[Data to examine — start]

PR #634, opened 2025-08-29
fix: add nodeSelector on Linux to avoid crash on Windows node

andyzhangx:
#### What type of PR is this?
/kind bug

fix: add nodeSelector on Linux to avoid crash on Windows node

Fixes #

```release-note
fix: add nodeSelector on Linux to avoid crash on Windows node
```

### DIFF
--- a/charts/lws/values.yaml
+++ b/charts/lws/values.yaml
@@ -45,7 +45,8 @@ resources:
     # requests:
     #   cpu: 100m
     #   memory: 128Mi
-nodeSelector: {}
+nodeSelector:
+  kubernetes.io/os: linux
 tolerations: []
 affinity: {}
 # gangSchedulingManagement is configuration for gang scheduling management.


charts/lws/values.yaml
```diff
@@ -45,7 +45,8 @@ resources:
     # requests:
     #   cpu: 100m
     #   memory: 128Mi
-nodeSelector: {}
+nodeSelector:
```
ardaguclu, line 48: Does kustomize include this selector?

andyzhangx: I have searched in this repo, it does not contain `kubernetes.io/os: linux` nodeSelector, I think we should use this nodeSelector value by default, and user could specify other values if necessary.

ahg-g: you can use tolerations (we already have that below), basically setting that by default this doesn't tolerate running on windows machines.

Issue #622, opened 2025-08-21
Support per-pod PV (similar to StatefulSet volumeClaimTemplates)


zhuangqh:
**What would you like to be added**:

We found LWS very suitable for deploying inference clusters. However, in our scenario, we place model data on local NVMe disks. These disks are exposed as Local PVs, and we typically rely on volumeClaimTemplates in a StatefulSet to manage per-pod PVs.

Currently, LWS does not support something similar to volumeClaimTemplates. Since LWS is built on top of StatefulSet as its underlying workload, would it be possible to consider supporting per-pod PV management in a similar way?

**Why is this needed**:

This feature would allow each pod in LWS to have its own dedicated local PV, making it much easier to run workloads that depend on fast local storage (e.g., large model inference).

**Completion requirements**:

This enhancement requires the following artifacts:

- [ ] Design doc
- [ ] API change
- [ ] Docs update

The artifacts should be linked in subsequent comments.

Fei-Guo:
@ahg-g, would you please comment if it is possible to add API changes for this? It is currently a key blocker for us to onboard LWS. Thanks.

yankay:
Thank you, that's a great suggestion.  

May I ask, if this data is "cache" rather than "persistent," would using an emptyDir solve the problem?

zhuangqh:
> Thank you, that's a great suggestion.
> 
> May I ask, if this data is "cache" rather than "persistent," would using an emptyDir solve the problem?

The disk I/O performance of emptyDir is too poor, so we use a CSI plugin to leverage local NVMe disks. Here, “cache” mainly refers to placing the model files on the local disk.

andyzhangx:
if it's emptyDir, then data would be wiped when pod is deleted, while in our scenario, we download model data to the pv, and the model data is quite big, we don't want to download again every time when new pod is started.

yankay:
I can also think of a scenario involving KVCache Local Storage, https://docs.lmcache.ai/kv_cache/storage_backends/local_storage.html. I'm not sure if it's also applicable to this feature.

ahg-g:
I am supportive of this feature, please feel free to submit a concrete proposal. /cc @Edwinhr716 since we discussed this in the past.

kerthcet:
Thanks for reaching @zhuangqh Also +1 for this, glad to see this be part of release v0.8.0, some concerns here:
- should the leader has the same claim template as the worker, or they're dedicated
[...]

PR #636, opened 2025-09-01
KEP-622: VolumeClaimTemplates support for Leader and Worker StatefulSets

andyzhangx:
#### What type of PR is this?
/kind documentation

KEP-622: VolumeClaimTemplates support for Leader and Worker StatefulSets

KEP for the fix for https://github.com/kubernetes-sigs/lws/issues/622

Fixes #

```release-note
none
```


keps/622-volume-claim-templates/README.md
```diff
@@ -0,0 +1,295 @@
...
+	// Every claim in this list must have at least one matching (by name) volumeMount
+	// in one container in the template. A claim in this list takes precedence over
+	// any volumes in the template, with the same name.
+	// +optional
+	VolumeClaimTemplates []corev1.PersistentVolumeClaim `json:"volumeClaimTemplates,omitempty"`
+
+	// PersistentVolumeClaimRetentionPolicy describes the policy used for PVCs created from
+	// the StatefulSet VolumeClaimTemplates.
+	// +optional
+	PersistentVolumeClaimRetentionPolicy *appsv1.StatefulSetPersistentVolumeClaimRetentionPolicy `json:"persistentVolumeClaimRetentionPolicy,omitempty"`
```
Edwinhr716, line 170: Can you add somewhere what the default values are in the case where there is a `ValueClaimTemplates` but no value for `PersistentVolumeClaimRetentionPolicy`

andyzhangx: added in https://github.com/kubernetes-sigs/lws/pull/636/commits/002966c1102939a5737fe468d21e79b8a8a1d001:

> If the `PersistentVolumeClaimRetentionPolicy` is not set, its default value will be the same as the default values of the statefulset (as shown below).:
> ```
>   persistentVolumeClaimRetentionPolicy:
>     whenDeleted: Retain
>     whenScaled: Retain
> ```

andyzhangx: @Edwinhr716 any comment on this design doc PR? thx

Edwinhr716:
The implementation side makes sense to me, we can just rely on the StatefulSet controller. But I'm wondering if there is an API definition that makes it easier to add support for VCT isolation between leaders and workers in the future.

andyzhangx:
> VCT isolation

@Edwinhr716 what does `VCT isolation` mean? do you have more context? thanks.

Edwinhr716:
Sorry, what I meant was a VCT for only the leaders, and a VCT for the workers

andyzhangx:
> Sorry, what I meant was a VCT for only the leaders, and a VCT for the workers

we could add `VolumeClaimTemplatesForLeader`, `VolumeClaimTemplatesForWorker` if that's necessary in the future.

PR #633, opened 2025-08-28
[WIP] feat: add volumeClaimTemplates in LeaderWorkerSetSpec

andyzhangx:
#### What type of PR is this?
/kind feature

[Data to examine — finish]

**Required work**
Search the records for the word "could" and return every line that holds it.

**Answer to this exercise**
andyzhangx: I have searched in this repo, it does not contain `kubernetes.io/os: linux` nodeSelector, I think we should use this nodeSelector value by default, and user could specify other values if necessary.
we could add `VolumeClaimTemplatesForLeader`, `VolumeClaimTemplatesForWorker` if that's necessary in the future.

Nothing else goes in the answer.